Пётр призвал Стефана и спросил, слышал ли он о крамольных разговорах меж людьми. Стефан отвечал, что слышал.
— Как намерен ты поступить?
— Ежели пустить по церквам лист с обличением злоумышлителей, то в пастве пойдут толки о том, что нет-де дыма без огня, — отвечал Стефан. — По мне надобно похватать зачинщиков и учинить им суровое наказание.
— Это само собою. А не возьмёшься ли ты сочинить опровергательную книгу, дабы с нею в руках попы усовещали людей в церквах?

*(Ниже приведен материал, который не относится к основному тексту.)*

PR #5074, opened 2026-01-14
docs(www): unregister legacy service worker

markostanimirovic:
## PR Checklist

## PR Type

```
[x] Bugfix
[ ] Feature
[ ] Build related changes
[ ] CI related changes
[ ] Other... Please describe:
```

Currently, the old ngrx docs website is always displayed on browser reinitialization for all users who opened the old ngrx docs website before, because the service worker from the old app is still registered.

## What is the new behavior?

Service worker from the old ngrx website is unregistered.

```
[ ] Yes
[x] No
```

### DIFF
--- a/projects/www/src/main.ts
+++ b/projects/www/src/main.ts
@@ -4,7 +4,7 @@ import { config } from './app/app.config.browser';
 
 // Deactivate service worker from old ngrx.io app
 // TODO: Remove after 6 months
-if (typeof window !== 'undefined' && window.navigator.serviceWorker) {
+if (typeof window !== 'undefined') {
   window.navigator.serviceWorker.getRegistrations().then((registrations) => {
     for (const registration of registrations) {
       registration.unregister();


projects/www/src/main.ts
```diff
@@ -2,4 +2,14 @@ import { bootstrapApplication } from '@angular/platform-browser';
 import { AppComponent } from './app/app.component';
 import { config } from './app/app.config.browser';
 
+// Deactivate service worker from old ngrx.io app
+// TODO: Remove after 6 months
+if (typeof window !== 'undefined' && window.navigator.serviceWorker) {
```
brandonroberts: Should this be

```suggestion
if (typeof window !== "undefined" && "serviceWorker" in navigator) {
```

markostanimirovic: We can actually remove this condition - `serviceWorker` (`ServiceWorkerController` instance) is always defined on `window.navigator` even if there are no registered service workers for the domain.

```suggestion
if (typeof window !== 'undefined') {
```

— Затеял я, государь милостивый, сочинить пространную книгу во утверждение православия, яко истинной веры и опровержение еретических течений. Озаглавил её «Камень веры». Но полагаю временно отступить от неё ради быстрого написания иной. Я уж и название придумал: «Знамения пришествия антихристова». И в ней мыслю обличить злонамеренное учение Гришки Талицкого. Ибо истинные знамения ему неведомы, а он рассевал ложные.
— Добро. Примись не отлагая — почитаю таковое дело важным, — сказал Пётр, заключая разговор.
Гришка Талицкий был схвачен и пытан. И будучи вздёрнут на дыбу и жжён огнём, повинился в злонамеренных речах и делах. И будто собирался таскать свои листки и пускать их в народ безденежно, и что призывал государя убить. А отчего таковое ожесточение в нём явилось, не сказывал. Оговорил многих, и бояр, и духовных. Монах Матвей показал: Талицкий пришёл и его келью, и принёс тетрадку об исчислении лет, и говорил: «Питаться стало нечем, а вы чего спите? Пришло последнее время: в книгах пишут, что будет осьмой-то царь антихрист, а ныне осьмой-то царь Пётр Алексеевич, он и есть, стало быть, подлинный антихрист».
Гришку Талицкого казнили, а его соумышленников сослали в Сибирь. Но слухи не умолкали.
На Москве явился некий проповедник, объявивший новое летосчисление, введённое по указу царя, антихристовым. И будто конец света близок, а возвещён он будет с приходом на Русь шведского короля Карла. И будто сей Карл есть провозвестник антихристов. И в решающей битве между ним и царём Петром победит оный Карл, и тогда наступит антихристово царство. Войско-де Карла сильней, а потому к нему переходят многие, и будто ему уже передались малороссийские казаки во главе со своим гетманом.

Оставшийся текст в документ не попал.